• Work required:
Count the lines of the data that have the word "entryName", then report the number without anything else.

Saved data entries
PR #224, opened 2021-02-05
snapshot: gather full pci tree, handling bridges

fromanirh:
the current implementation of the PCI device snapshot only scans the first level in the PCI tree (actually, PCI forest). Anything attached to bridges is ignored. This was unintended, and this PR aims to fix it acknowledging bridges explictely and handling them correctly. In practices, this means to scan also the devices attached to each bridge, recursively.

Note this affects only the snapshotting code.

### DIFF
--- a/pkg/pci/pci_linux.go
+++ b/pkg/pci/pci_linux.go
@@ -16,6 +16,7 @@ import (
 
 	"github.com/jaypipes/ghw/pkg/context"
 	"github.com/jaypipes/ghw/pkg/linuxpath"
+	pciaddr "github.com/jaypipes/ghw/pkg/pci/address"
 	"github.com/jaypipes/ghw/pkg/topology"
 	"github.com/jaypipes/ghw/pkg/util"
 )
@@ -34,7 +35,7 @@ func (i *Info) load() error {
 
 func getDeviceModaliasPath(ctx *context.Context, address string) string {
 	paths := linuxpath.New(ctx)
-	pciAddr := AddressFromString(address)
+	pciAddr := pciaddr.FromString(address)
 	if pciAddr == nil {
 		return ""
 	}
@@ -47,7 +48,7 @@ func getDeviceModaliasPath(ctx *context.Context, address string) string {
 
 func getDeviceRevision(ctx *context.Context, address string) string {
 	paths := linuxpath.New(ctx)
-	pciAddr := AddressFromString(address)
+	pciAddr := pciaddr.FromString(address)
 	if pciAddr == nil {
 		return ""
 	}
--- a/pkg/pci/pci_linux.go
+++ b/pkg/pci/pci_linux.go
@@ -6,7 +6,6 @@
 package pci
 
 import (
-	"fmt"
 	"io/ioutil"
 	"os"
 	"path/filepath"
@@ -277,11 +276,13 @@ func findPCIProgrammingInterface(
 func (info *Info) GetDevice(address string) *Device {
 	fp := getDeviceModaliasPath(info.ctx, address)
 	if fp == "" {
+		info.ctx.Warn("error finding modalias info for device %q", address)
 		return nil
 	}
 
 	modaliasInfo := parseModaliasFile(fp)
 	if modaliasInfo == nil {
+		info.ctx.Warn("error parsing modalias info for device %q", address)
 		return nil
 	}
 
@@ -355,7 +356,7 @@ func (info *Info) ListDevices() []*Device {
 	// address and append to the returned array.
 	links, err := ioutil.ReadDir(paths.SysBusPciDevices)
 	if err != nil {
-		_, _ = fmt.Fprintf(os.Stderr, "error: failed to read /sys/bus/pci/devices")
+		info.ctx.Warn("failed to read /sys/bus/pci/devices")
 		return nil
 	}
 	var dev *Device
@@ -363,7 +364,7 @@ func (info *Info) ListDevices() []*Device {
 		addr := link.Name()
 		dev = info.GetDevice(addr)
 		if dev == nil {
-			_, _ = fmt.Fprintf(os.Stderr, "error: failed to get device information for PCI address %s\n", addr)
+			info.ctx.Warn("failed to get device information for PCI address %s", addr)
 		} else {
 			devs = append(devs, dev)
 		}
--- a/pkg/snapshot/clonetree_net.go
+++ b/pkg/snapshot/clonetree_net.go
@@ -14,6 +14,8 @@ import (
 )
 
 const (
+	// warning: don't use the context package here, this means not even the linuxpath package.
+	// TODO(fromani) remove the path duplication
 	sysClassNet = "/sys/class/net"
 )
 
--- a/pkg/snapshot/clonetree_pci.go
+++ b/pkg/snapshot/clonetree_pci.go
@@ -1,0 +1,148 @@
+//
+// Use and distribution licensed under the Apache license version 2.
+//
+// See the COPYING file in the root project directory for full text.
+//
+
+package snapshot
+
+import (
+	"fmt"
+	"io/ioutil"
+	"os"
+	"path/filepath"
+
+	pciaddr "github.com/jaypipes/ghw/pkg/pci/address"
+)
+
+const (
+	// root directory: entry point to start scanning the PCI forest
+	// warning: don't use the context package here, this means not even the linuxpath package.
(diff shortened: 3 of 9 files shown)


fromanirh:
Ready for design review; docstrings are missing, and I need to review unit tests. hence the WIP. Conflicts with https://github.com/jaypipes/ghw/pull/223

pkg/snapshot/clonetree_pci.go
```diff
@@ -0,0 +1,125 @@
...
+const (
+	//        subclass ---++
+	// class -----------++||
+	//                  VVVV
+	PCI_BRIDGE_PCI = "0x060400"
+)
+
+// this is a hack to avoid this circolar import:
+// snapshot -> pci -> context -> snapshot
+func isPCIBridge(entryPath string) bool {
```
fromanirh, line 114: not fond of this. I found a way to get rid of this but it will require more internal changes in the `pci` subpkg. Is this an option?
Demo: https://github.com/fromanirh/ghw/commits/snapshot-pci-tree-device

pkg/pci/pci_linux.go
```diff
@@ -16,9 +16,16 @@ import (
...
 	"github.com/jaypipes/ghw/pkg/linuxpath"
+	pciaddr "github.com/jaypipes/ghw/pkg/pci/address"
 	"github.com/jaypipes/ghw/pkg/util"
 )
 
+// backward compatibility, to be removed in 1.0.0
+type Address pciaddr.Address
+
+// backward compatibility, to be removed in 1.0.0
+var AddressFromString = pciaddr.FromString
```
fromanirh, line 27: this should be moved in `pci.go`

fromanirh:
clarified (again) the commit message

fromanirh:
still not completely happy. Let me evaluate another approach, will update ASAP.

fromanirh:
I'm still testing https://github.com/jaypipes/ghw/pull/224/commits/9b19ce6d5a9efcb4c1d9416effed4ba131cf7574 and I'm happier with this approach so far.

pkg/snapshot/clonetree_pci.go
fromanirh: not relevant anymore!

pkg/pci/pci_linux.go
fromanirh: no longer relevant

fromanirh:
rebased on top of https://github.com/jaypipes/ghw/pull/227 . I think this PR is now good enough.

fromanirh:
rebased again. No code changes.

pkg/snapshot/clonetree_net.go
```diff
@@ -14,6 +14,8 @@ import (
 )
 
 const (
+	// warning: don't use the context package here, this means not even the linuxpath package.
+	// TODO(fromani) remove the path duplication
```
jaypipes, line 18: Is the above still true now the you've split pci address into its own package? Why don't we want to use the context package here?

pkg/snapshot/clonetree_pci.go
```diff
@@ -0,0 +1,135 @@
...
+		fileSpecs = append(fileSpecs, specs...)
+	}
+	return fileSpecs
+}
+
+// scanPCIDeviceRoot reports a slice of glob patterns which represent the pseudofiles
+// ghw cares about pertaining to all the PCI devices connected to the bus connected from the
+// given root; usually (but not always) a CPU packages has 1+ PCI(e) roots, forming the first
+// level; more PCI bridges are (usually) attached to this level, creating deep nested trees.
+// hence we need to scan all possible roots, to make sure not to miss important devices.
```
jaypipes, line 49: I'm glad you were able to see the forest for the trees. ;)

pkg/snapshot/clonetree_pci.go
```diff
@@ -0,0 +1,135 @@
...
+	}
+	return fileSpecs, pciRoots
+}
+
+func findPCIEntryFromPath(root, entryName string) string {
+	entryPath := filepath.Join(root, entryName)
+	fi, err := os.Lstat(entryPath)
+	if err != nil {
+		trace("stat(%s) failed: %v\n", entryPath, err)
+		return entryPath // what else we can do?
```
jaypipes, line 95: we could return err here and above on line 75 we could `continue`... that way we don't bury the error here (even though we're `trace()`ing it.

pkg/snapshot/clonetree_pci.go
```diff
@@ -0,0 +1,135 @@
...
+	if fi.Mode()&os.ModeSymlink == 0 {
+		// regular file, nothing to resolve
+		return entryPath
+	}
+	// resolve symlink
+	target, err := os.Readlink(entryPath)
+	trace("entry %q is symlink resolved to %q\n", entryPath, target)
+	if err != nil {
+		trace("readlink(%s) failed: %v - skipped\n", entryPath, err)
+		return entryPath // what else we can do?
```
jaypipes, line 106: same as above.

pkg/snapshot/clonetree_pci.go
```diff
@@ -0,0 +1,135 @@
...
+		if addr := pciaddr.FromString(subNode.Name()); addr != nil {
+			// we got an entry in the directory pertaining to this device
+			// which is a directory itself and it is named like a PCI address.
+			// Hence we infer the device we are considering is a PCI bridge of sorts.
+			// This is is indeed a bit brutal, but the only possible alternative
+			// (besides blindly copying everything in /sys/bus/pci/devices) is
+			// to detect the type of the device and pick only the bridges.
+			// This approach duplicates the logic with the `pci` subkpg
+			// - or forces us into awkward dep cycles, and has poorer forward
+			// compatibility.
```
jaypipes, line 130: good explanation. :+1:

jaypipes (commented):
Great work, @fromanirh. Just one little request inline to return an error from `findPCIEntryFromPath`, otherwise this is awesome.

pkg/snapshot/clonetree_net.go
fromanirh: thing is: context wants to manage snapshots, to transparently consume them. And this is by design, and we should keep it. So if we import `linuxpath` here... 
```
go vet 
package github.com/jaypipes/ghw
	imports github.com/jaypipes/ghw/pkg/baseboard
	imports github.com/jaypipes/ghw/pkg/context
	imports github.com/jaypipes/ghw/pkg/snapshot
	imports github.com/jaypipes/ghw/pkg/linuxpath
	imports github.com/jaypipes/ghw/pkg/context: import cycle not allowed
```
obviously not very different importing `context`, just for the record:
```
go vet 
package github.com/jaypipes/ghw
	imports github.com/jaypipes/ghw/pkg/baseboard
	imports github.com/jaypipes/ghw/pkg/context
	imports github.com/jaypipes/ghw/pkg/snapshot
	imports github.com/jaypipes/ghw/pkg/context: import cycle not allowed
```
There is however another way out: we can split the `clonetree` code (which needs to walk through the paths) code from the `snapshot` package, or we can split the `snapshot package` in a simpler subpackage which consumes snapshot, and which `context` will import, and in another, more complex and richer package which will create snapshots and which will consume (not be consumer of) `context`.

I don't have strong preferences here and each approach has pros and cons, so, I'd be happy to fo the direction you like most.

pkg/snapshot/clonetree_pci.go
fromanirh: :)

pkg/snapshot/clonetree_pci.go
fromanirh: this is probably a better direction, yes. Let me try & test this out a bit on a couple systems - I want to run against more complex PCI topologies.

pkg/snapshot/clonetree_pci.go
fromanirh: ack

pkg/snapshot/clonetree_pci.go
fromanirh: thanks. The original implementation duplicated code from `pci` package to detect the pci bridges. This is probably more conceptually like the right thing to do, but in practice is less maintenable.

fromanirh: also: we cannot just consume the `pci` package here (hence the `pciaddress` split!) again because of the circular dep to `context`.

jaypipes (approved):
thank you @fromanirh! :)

• Output of the exercise:
2